I had to leave New York. I felt like I got ripped out. I did pretty much the opposite of what all my friends were doing. I had moved to New York at 17 by myself for college. But now at 22, after graduating and starting my first job, I was forced to go back to Seattle. I did not really have a choice. I had to leave my job, my apartment and my life in New York behind, carrying just a suitcase full of beachwear from my Miami vacation.
I can’t praise Seattle Children’s enough. I was blessed to be able to be treated there. I had to undergo very aggressive treatment, filled with various types of radiation and chemotherapy. My days all merged into one super long day that never seemed to be ending. If it wasn’t one pain, it was another side effect or another checkup that I had to go to.
And that’s how it was until 2012 when I finished treatment. I still go in for regular follow-ups.
Cancer is hard because it is never easy or convenient. It doesn’t just knock on your door before barging in. You cannot plan for it, or pack for it in my case. I had no history of cancer even within my extended family. On top of that, I was diagnosed with a cancer that’s usually diagnosed in 2-to-4-year-old boys. It really rocked my whole world – but also that of my family and friends.
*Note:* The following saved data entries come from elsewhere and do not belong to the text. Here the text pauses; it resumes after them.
Issue #1633, opened 2024-01-11
Add new workflow step around breaking changes


arboleya:
We need to add some safeguards around breaking changes to reduce problem-cascading to dependent parts of the stack.

This can be done with some simple steps:

1. Check if the PR has to breaking changes
2. If it does, requires a review from the `FuelLabs/frontend`
3. Checks must fail until someone from the `FuelLabs/frontend` team approves it

PR #1650, opened 2024-01-15
chore: add workflow for FE conditional review

Torres-ssf:
This PR introduces new CI configurations designed to optimize our review process for breaking changes. 

It does that by involving the `frontend` team in all PRs marked with breaking changes.

When a PR is marked as a breaking change ( indicated by a `!` in the PR title e.g. `feat!: add xyz` ), the workflow will add the `frontend` team to the list of reviewers. 

This ensures that the `frontend` team is promptly involved in reviewing significant changes.

The workflow is configured to fail if no review has been provided by any member of the frontend team. This check will continue to fail until a `frontend` team member has reviewed the PR, ensuring that breaking changes do not get merged without their knowledge.

- Closes: https://github.com/FuelLabs/fuels-ts/issues/1633


danielbate (changes requested):
testing workflow

danielbate (approved):

arboleya (approved):
It does so much with so little!

Very clean and concise.

Great stuff! 🔥 


> _If we consider change requests events in the future, perhaps we can start using something like below or similar — this is especially the case for dealing with complex JSON responses:
> ```
> run tsx ./script/fe-conditional-review.ts
> ```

I was doing everything on my own from a young age. And in one moment everything changed. I needed help from everyone. I couldn’t do anything by myself. I can’t really explain it, but my complete independence was taken away. For a year, I was watching everyone I knew live. Whatever that may mean, everyone was living in some sort of way and I was in a bed or at an appointment the whole time, while other people were doing everything for me.
When you leave treatment, everyone’s so happy, and you’re happy, you’re done, it’s great! Then you walk out the door and nothing is the same. Everything has changed.
Full processing of what you have just been through only begins when you start weaning off of all the medications and getting a bit of clarity. This is a new, never ending process for me and many other survivors.
I have various lasting effects, some minor but some that I face with unease daily. Some external and some that are invisible. And I am just 27 years old with lots of life to live and much left to give!
But I’ve had and keep having many blessings, which I cherish deeply. I entered the young adult survivorship community and I’ve attended a lot of great camps. Those programs are a great addition to conventional therapy and a way to connect with yourself and with others who have shared similar experiences. So much power has come out of those. I was not able to walk on the regular ground yet but I went to a camp in Maui where I learned to balance and stand up on a paddleboard. It’s a sense of power in your body and allows you to see what you can do despite the barriers. Beware though, camps are addicting!
In my eyes, there was no other choice: My family and the extensive support system I had enabled kept me going forward. They were the ones fighting for me.
These were the cards I was given — I had no choice but to keep playing.